LV, MV, and HV switchgear each serve a distinct role in the power delivery chain. LV distributes power to end users, MV manages distribution across sites and substations, and HV handles bulk transmission. The right choice depends entirely on where the equipment sits in the system and what it needs to do.

Matching the right switchgear type to the application's voltage level, position in the system, standards requirements, and uptime needs ensures safety, code compliance, and long-term reliability.

For projects requiring UL 891-certified low-voltage switchgear — from 400A service entrances to 4000A main distribution assemblies — DEI Power manufactures and ships from Ontario, California, with some of the fastest lead times in the industry. Contact the team at sales@deipower.com or call (866) 773-8050 to discuss your project specs.

Frequently Asked Questions

What are LV, MV and HV switchgear, and what is the difference between them?

LV switchgear operates up to 1 kV and handles end-user distribution; MV operates from 1–36 kV and manages site-level or grid backbone distribution; HV operates above 36 kV for bulk transmission. Each type uses different components, insulation methods, and must meet different engineering standards (e.g., UL 891/IEC 61439 for LV; IEC 62271/IEEE C37 for MV/HV).

What are the three sections of switchgear?

LV switchgear assemblies are typically organized into three sections: the incomer (main breaker receiving power from the supply), the sub-incomer (intermediate breakers managing major sub-circuits), and feeders (individual circuit breakers or fuses supplying specific loads). This functional organization is common industry practice for managing power distribution efficiently.

Is 33 kV considered MV or HV?

33 kV falls within the MV range under IEC standards (which define MV as 1–36 kV), making it medium voltage in most international and North American contexts. IEC 62271-200 covers up to 52 kV, and IEEE C37.20.2 covers metal-clad switchgear from 4.76 kV to 48.3 kV. Always verify against the applicable regional standard for the project, as terminology can vary.

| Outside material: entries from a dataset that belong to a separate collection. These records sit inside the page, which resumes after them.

PR #944, opened 2021-04-07
DRIVERS-1603 Serverless drivers testing spec

patrickfreed:
[DRIVERS-1603](https://jira.mongodb.org/browse/DRIVERS-1603)

This PR adds a testing-only spec which requires that drivers run a certain set of tests against a live Atlas serverless instance. As part of this, the unified test format was updated to include a Serverless-specific runOnRequirement, and some tests were updated to use it as necessary.

Example patch: https://evergreen.mongodb.com/version/606e3ba332f4171c4c8b406e

### DIFF
--- a/source/crud/tests/README.rst
+++ b/source/crud/tests/README.rst
@@ -61,6 +61,15 @@ Each YAML file has the following keys:
     and "sharded". If this field is omitted, the default is all topologies (i.e.
     ``["single", "replicaset", "sharded"]``).
 
+  - ``serverlessMode``: Optional string, only applicable to "sharded"
+    topologies. Whether or not the test should be run on serverless instances
+    imitating sharded clusters. Valid modes are "requireServerless",
+    "forbidServerless", and "allowServerless". If "requireServerless", the test
+    MUST only be run on serverless instances. If "forbidServerless", the test
+    MUST only be run on actual sharded deployments. If omitted or
+    "allowServerless", the test can be run on either serverless instances or on
+    real sharded deployments.
+
 - ``collection_name`` (optional): The collection to use for testing.
 
 - ``database_name`` (optional): The database to use for testing.
--- a/source/crud/tests/README.rst
+++ b/source/crud/tests/README.rst
@@ -64,9 +64,8 @@ Each YAML file has the following keys:
   - ``serverless``: (optional) Whether or not the test should be run on
     serverless instances imitating sharded clusters. Valid values are "require",
     "forbid", and "allow". If "require", the test MUST only be run on serverless
-    instances. If "forbid", the test MUST only be run on actual sharded
-    deployments. If omitted or "allow", the test can be run on either serverless
-    instances or on real sharded deployments.
+    instances. If "forbid", the test MUST NOT be run on Serverless instances. If
+    omitted or "allow", this option has no effect.
 
 - ``collection_name`` (optional): The collection to use for testing.
 
--- a/source/crud/tests/README.rst
+++ b/source/crud/tests/README.rst
@@ -61,14 +61,13 @@ Each YAML file has the following keys:
     and "sharded". If this field is omitted, the default is all topologies (i.e.
     ``["single", "replicaset", "sharded"]``).
 
-  - ``serverlessMode``: Optional string, only applicable to "sharded"
-    topologies. Whether or not the test should be run on serverless instances
-    imitating sharded clusters. Valid modes are "requireServerless",
-    "forbidServerless", and "allowServerless". If "requireServerless", the test
-    MUST only be run on serverless instances. If "forbidServerless", the test
-    MUST only be run on actual sharded deployments. If omitted or
-    "allowServerless", the test can be run on either serverless instances or on
-    real sharded deployments.
+  - ``serverlessMode``: (optional) Whether or not the test should be run on
+    serverless instances imitating sharded clusters. Valid modes are
+    "requireServerless", "forbidServerless", and "allowServerless". If
+    "requireServerless", the test MUST only be run on serverless instances. If
+    "forbidServerless", the test MUST only be run on actual sharded
+    deployments. If omitted or "allowServerless", the test can be run on either
+    serverless instances or on real sharded deployments.
 
 - ``collection_name`` (optional): The collection to use for testing.
 
--- a/source/crud/tests/README.rst
+++ b/source/crud/tests/README.rst
@@ -61,13 +61,12 @@ Each YAML file has the following keys:
     and "sharded". If this field is omitted, the default is all topologies (i.e.
     ``["single", "replicaset", "sharded"]``).
 
-  - ``serverlessMode``: (optional) Whether or not the test should be run on
-    serverless instances imitating sharded clusters. Valid modes are
-    "requireServerless", "forbidServerless", and "allowServerless". If
-    "requireServerless", the test MUST only be run on serverless instances. If
-    "forbidServerless", the test MUST only be run on actual sharded
-    deployments. If omitted or "allowServerless", the test can be run on either
-    serverless instances or on real sharded deployments.
+  - ``serverless``: (optional) Whether or not the test should be run on
+    Serverless instances imitating sharded clusters. Valid values are "require",
+    "forbid", and "allow". If "require", the test MUST only be run on Serverless
+    instances. If "forbid", the test MUST only be run on actual sharded
+    deployments. If omitted or "allow", the test can be run on either Serverless
+    instances or on real sharded deployments.
 
 - ``collection_name`` (optional): The collection to use for testing.
 
--- a/source/crud/tests/README.rst
+++ b/source/crud/tests/README.rst
@@ -62,10 +62,10 @@ Each YAML file has the following keys:
     ``["single", "replicaset", "sharded"]``).
 
   - ``serverless``: (optional) Whether or not the test should be run on
-    Serverless instances imitating sharded clusters. Valid values are "require",
-    "forbid", and "allow". If "require", the test MUST only be run on Serverless
+    serverless instances imitating sharded clusters. Valid values are "require",
+    "forbid", and "allow". If "require", the test MUST only be run on serverless
     instances. If "forbid", the test MUST only be run on actual sharded
-    deployments. If omitted or "allow", the test can be run on either Serverless
+    deployments. If omitted or "allow", the test can be run on either serverless
     instances or on real sharded deployments.
 
 - ``collection_name`` (optional): The collection to use for testing.
--- a/source/crud/tests/unified/aggregate.yml
+++ b/source/crud/tests/unified/aggregate.yml
@@ -10,7 +10,7 @@ createEntities:
   - database:
       id: &database0 database0
       client: *client0
-      databaseName: &database0Name edc-tests
+      databaseName: &database0Name aggregate-tests
   - collection:
       id: &collection0 collection0
       database: *database0
--- a/source/crud/tests/unified/aggregate.yml
+++ b/source/crud/tests/unified/aggregate.yml
@@ -1,0 +1,79 @@
+description: "aggregate"
+
+schemaVersion: "1.0"
+
+createEntities:
+  - client:
+      id: &client0 client0
+      useMultipleMongoses: true # ensure cursors pin to a single server
+      observeEvents: [ commandStartedEvent ]
+  - database:
+      id: &database0 database0
+      client: *client0
+      databaseName: &database0Name edc-tests
+  - collection:
+      id: &collection0 collection0
+      database: *database0
+      collectionName: &collection0Name coll0
+
+initialData:
+  - collectionName: *collection0Name
+    databaseName: *database0Name
+    documents:
+      - { _id: 1, x: 11 }
+      - { _id: 2, x: 22 }
+      - { _id: 3, x: 33 }
+      - { _id: 4, x: 44 }
+      - { _id: 5, x: 55 }
+      - { _id: 6, x: 66 }
+      - { _id: 7, x: 77 }
+      - { _id: 8, x: 88 }
+
+tests:
+  - description: "aggregate with multiple batches works"
+    operations:
+      - name: aggregate
+        arguments:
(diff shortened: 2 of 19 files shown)


source/crud/tests/README.rst
```diff
@@ -61,6 +61,14 @@ Each YAML file has the following keys:
     and "sharded". If this field is omitted, the default is all topologies (i.e.
     ``["single", "replicaset", "sharded"]``).
 
+  - ``serverlessMode``: (optional) Whether or not the test should be run on
```
patrickfreed, line 64: This was modeled after the "sslMode" option from the server, let me know if it the terms sound okay. It's the same exact field in the unified format.

source/crud/tests/unified/aggregate.yml
```diff
@@ -0,0 +1,79 @@
+description: "aggregate"
```
patrickfreed, line 1: This and `find.yml` ensure that cursors work even with multiple batches (test required by scope).

source/crud/tests/unified/estimatedDocumentCount.yml
```diff
@@ -34,6 +34,7 @@ tests:
   - description: "estimatedDocumentCount uses $collStats on 4.9.0 or greater"
     runOnRequirements:
       - minServerVersion: "4.9.0"
+        serverlessMode: forbidServerless
```
patrickfreed, line 37: Ironically, serverless does not support counting via `$collStats`, so these need to be skipped until that has been fixed ([CLOUDP-86318](https://jira.mongodb.org/browse/CLOUDP-86318))

source/crud/tests/v2/db-aggregate.yml
```diff
@@ -1,6 +1,7 @@
 runOn:
     -
         minServerVersion: "3.6.0"
+        serverlessMode: "forbidServerless"
```
patrickfreed, line 4: `$listLocalSessions` is not supported in serverless.

source/serverless-testing/tests/README.rst
```diff
@@ -0,0 +1,115 @@
...
+scripts for creating and deleting Serverless instances, and the ``config.yml``
+contains an example evergreen configuration that uses them to run the tests.
+
+.. _serverless directory in the drivers-evergreen-tools repository: https://github.com/mongodb-labs/drivers-evergreen-tools/tree/master/.evergreen/serverless
+
+All tests MUST be run with wire protocol compression and authentication
+enabled. Additionally, Serverless requires the usage of the versioned API, so
+the tests MUST be run with a server API version specified.
+
+Required Variables
```
patrickfreed, line 31: I'm wondering what would be the best way to store the values of these for drivers to refer to. The atlas connectivity ones are in a google doc, so maybe we should go that route too.

source/serverless-testing/tests/README.rst
```diff
@@ -0,0 +1,115 @@
...
+Note that the formats for the JSON/YAML tests of these specifications were
+updated to include a new ``runOnRequirement`` specifically for serverless
+testing, so make sure to update the affected test runners to support this
+requirement and then sync the tests.
+
+The Serverless proxy presents itself as a mongos, so any test meant to run
+against sharded clusters will be executed by the runners, with the exception of
+the tests affected by the previously mentioned ``runOnRequirement``.
+
+Prose Tests
```
patrickfreed, line 78: killCursors tests required by the scope. These are heavily modeled after similar tests for Atlas Data Lake.

source/serverless-testing/tests/README.rst
```diff
@@ -0,0 +1,115 @@
...
+   the collection name and the database may be inferred from either the ``$db``
+   field or accessed via the CommandStartedEvent directly. Finally, assert that
+   the ``killCursors`` CommandSucceededEvent indicates that the expected cursor
+   was killed in the ``cursorsKilled`` field.
+
+#. Repeat test 1 on a cursor that is still left open after both the initial
+   ``find`` and a single ``getMore`` (e.g. specify ``batchSize=1`` for a query
+   that would match 3+ documents).
+
+Other Tests
```
patrickfreed, line 109: Required by the "existing tests using cursors" portion of the spec.

source/crud/tests/README.rst
alcaeus, line 64: May I humbly suggest `serverless: "allow|require|forbid"`? I feel it's less verbose and less confusing (`serverlessMode` makes it sound like it's about the configuration of the serverless proxy, not whether we're testing against it)

source/unified-test-format/unified-test-format.rst
```diff
@@ -3,13 +3,13 @@ Unified Test Format
 ===================
 
 :Spec Title: Unified Test Format
-:Spec Version: 1.2.3
+:Spec Version: 1.3.0
```
alcaeus, line 6: Please remember to add a changelog entry for this change.

source/crud/tests/README.rst
patrickfreed: Sounds good, updated.

source/unified-test-format/unified-test-format.rst
patrickfreed: Done

source/serverless-testing/tests/README.rst
jmikola: @agolin95: this sounds like another thing that could ultimately benefit from some structure/process

source/unified-test-format/unified-test-format.rst
```diff
@@ -369,6 +369,13 @@ The structure of this object is as follows:
   "sharded" topology, test runners MUST accept any type of sharded cluster (i.e.
   "sharded" implies "sharded-replicaset", but not vice versa).
 
+- ``serverless``: Optional string. Whether or not the test should be run on
+  Serverless instances imitating sharded clusters. Valid values are "require",
```
jmikola, line 373: Unless "Serverless" is going to be a defined term or proper noun for branding, I think lowercase is fine. Note that it is lowercased in https://www.mongodb.com/serverless (unless that has yet to be updated for what this is referring to).

source/unified-test-format/unified-test-format.rst
```diff
@@ -369,6 +369,13 @@ The structure of this object is as follows:
...
+  "forbid", and "allow". If "require", the test MUST only be run on Serverless
+  instances. If "forbid", the test MUST only be run on actual sharded
+  deployments. If omitted or "allow", the test can be run on either Serverless
```
jmikola, line 376: > If "forbid",  the test MUST NOT be run on Serverless instances. If omitted or "allow", this option has no effect. 
 
This will future-proof the text in case something else comes along that masquerades as a mongos. Also, I think "no effect" is easier to understand for anyone implementing this (and also avoids enumerating the current alternatives).

source/unified-test-format/unified-test-format.rst
jmikola, line 6: FYI: this and the corresponding schema version are going to conflict https://github.com/mongodb/specifications/pull/935. Please reach out to @divjotarora and decide if you should use 1.4.0 here or vice versa.

I'll note that the schema versioning doesn't force drivers to implement the projects in a particular order. IIRC, I was working on Atlas testing (1.2 with `loop`, etc.) in PHPLIB before we had implemented versioned API (1.1).

source/serverless-testing/tests/README.rst
agolin95: Agreed @jmikola thank you for the tag! Taking a reminder to investigate what kind of secret sharing platform options we have available to us.

source/crud/tests/unified/aggregate.yml
```diff
@@ -0,0 +1,79 @@
...
+
+createEntities:
+  - client:
+      id: &client0 client0
+      useMultipleMongoses: true # ensure cursors pin to a single server
+      observeEvents: [ commandStartedEvent ]
+  - database:
+      id: &database0 database0
+      client: *client0
+      databaseName: &database0Name edc-tests
```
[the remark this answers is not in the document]
patrickfreed: Updated. (didn't use the "commit suggestion" to group the JSON changes in the same commit).

source/crud/tests/unified/estimatedDocumentCount.yml
```diff
@@ -34,6 +34,7 @@ tests:
   - description: "estimatedDocumentCount uses $collStats on 4.9.0 or greater"
     runOnRequirements:
       - minServerVersion: "4.9.0"
+        serverless: forbid
```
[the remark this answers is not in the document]
patrickfreed: As discussed a little bit in slack, the proxy doesn't yet support count via `$collStats` yet (https://jira.mongodb.org/browse/CLOUDP-86318)

source/crud/tests/unified/find.yml
```diff
@@ -0,0 +1,78 @@
...
+
+createEntities:
+  - client:
+      id: &client0 client0
+      useMultipleMongoses: true # ensure cursors pin to a single server
+      observeEvents: [ commandStartedEvent ]
+  - database:
+      id: &database0 database0
+      client: *client0
+      databaseName: &database0Name edc-tests
```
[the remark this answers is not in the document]
patrickfreed: Updated

source/crud/tests/v2/db-aggregate.yml
```diff
@@ -1,6 +1,7 @@
 runOn:
     -
         minServerVersion: "3.6.0"
+        serverless: "forbid"
```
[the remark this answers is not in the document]
patrickfreed: done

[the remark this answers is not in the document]
patrickfreed: I think the only options for db-level aggregate are `$listLocalSessions` and `$currentOp`, both of which are unsupported by the proxy.

And yeah, I believe whatever restrictions apply to the serverless proxy probably also apply to the free-tier proxy, since I think the former is a descendant of / shares a lot of code with the latter, not sure about how tightly coupled they are though.

source/unified-test-format/tests/valid-pass/poc-crud.yml
```diff
@@ -170,6 +170,7 @@ tests:
   - description: "Aggregate with $listLocalSessions"
     runOnRequirements:
       - minServerVersion: "3.6.0"
+        serverless: forbid
```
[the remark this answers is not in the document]
patrickfreed: done

source/unified-test-format/unified-test-format.rst
patrickfreed: Good point. I think whichever one is ready to merge first ought to take the 1.3 and the other can do 1.4. I'll check with him before merging anything to ensure we're on the same page.

source/unified-test-format/unified-test-format.rst
patrickfreed: Updated.

source/unified-test-format/unified-test-format.rst
patrickfreed: updated

source/versioned-api/tests/crud-api-version-1-strict.yml
```diff
@@ -62,6 +62,8 @@ tests:
                 <<: *expectedApiVersion
 
   - description: "aggregate on database appends declared API version"
+    runOnRequirements:
```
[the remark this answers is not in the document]
patrickfreed: Yep, I don't think we can test db-aggregate on serverless for the time being.

source/unified-test-format/unified-test-format.rst
```diff
@@ -369,6 +369,12 @@ The structure of this object is as follows:
   "sharded" topology, test runners MUST accept any type of sharded cluster (i.e.
   "sharded" implies "sharded-replicaset", but not vice versa).
 
+- ``serverless``: Optional string. Whether or not the test should be run on
+  serverless instances imitating sharded clusters. Valid values are "require",
+  "forbid", and "allow". If "require", the test MUST only be run on serverless
+  instances. If "forbid", the test MUST NOT be run on Serverless instances. If
+  omitted or "allow", this option has no effect.
```
jmikola, line 376: Can you confirm that serverless is entirely distinct from load balancers, in that a load balancer can front mongos _or_ serverless instances, but drivers can also connect directly to serverless without a load balancer?

I just want to make sure I'm understanding both projects correctly before we codify any `runOnRequirement` changes.

For context, let me quote @patrickfreed's previous comment (now hidden) from [this thread](https://github.com/mongodb/specifications/pull/944#discussion_r610796103):

> And yeah, I believe whatever restrictions apply to the serverless proxy probably also apply to the free-tier proxy, since I think the former is a descendant of / shares a lot of code with the latter, not sure about how tightly coupled they are though.

In #935, @divjotarora explained that drivers cannot infer what is behind a load balancer. This came up with respect with `useMultipleMongoses`. The solution there was to feed test runners two additional connection strings (one for an LB fronting a single mongos, and another for a LB fronting multiple mongoses), which can then be used as needed based on whether `useMultipleMongoses` is true or false. While this works in practice, it does invert the typical behavior for `useMultipleMongoses` in that drivers simply decide which connection string to use instead of inspecting the topology and possibly raising an error.

If serverless presents itself as mongos and cannot be differentiated, how is the test runner supposed to enforce the `serverless` option? I assume the test runner (either unified or legacy) will need to consult some explicit indicator (e.g. environment variable, configuration option) and decide based on that. If so, I think we need to clarify that. The test runners themselves need not be prescriptive beyond saying that it must be possible to inform them whether or not serverless is being used. The serverless testing doc itself can advise on a particular method for doing so.

Whatever mechanism is suggested will need to play nice with #935 in the event we ever test load balancers fronting serverless. #935 initially assumes that drivers will _only_ test load balancers with mongos, but I think we should consider how the `serverless` option will interact should we ever add load balancers fronting serverless to the test matrix. Expecting serverless usage to be communicated explicitly (e.g. environment variable or otherwise configuring the test runner) seems like a good way to avoid potential conflict there.

jyemin: By the time Serverless is GA, the only way to interact with it will be via a load balancer.

patrickfreed:
Continued in #964 (couldn't re-open this since a force-push occurred while it was closed)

What is an MV-to-LV substation?

An MV-to-LV substation (also called a distribution or unit substation) is a facility where a transformer steps medium-voltage supply (e.g., 13.8 kV or 4.16 kV) down to low voltage (e.g., 480V or 208V) for building or facility distribution. It includes MV switchgear on the incoming side and LV switchgear or switchboards on the outgoing side.

What does NEMA 1 mean, and can a NEMA 1 enclosure be used outside?

NEMA 1 is the most basic enclosure rating, designed for indoor use only. It protects against incidental contact with enclosed equipment but offers no protection against moisture, dust, or weather, making it unsuitable for outdoor installation where NEMA 3R or higher ratings are required.

What is 6.6 kV switchgear and where is it used?

6.6 kV is a medium-voltage level commonly used in industrial facilities, mining operations, and offshore platforms — particularly where it serves as the standard distribution voltage for large motors and equipment. IEC 60038 lists 6.6 kV as a standard nominal voltage for three-phase AC systems in the 1 kV to 35 kV range.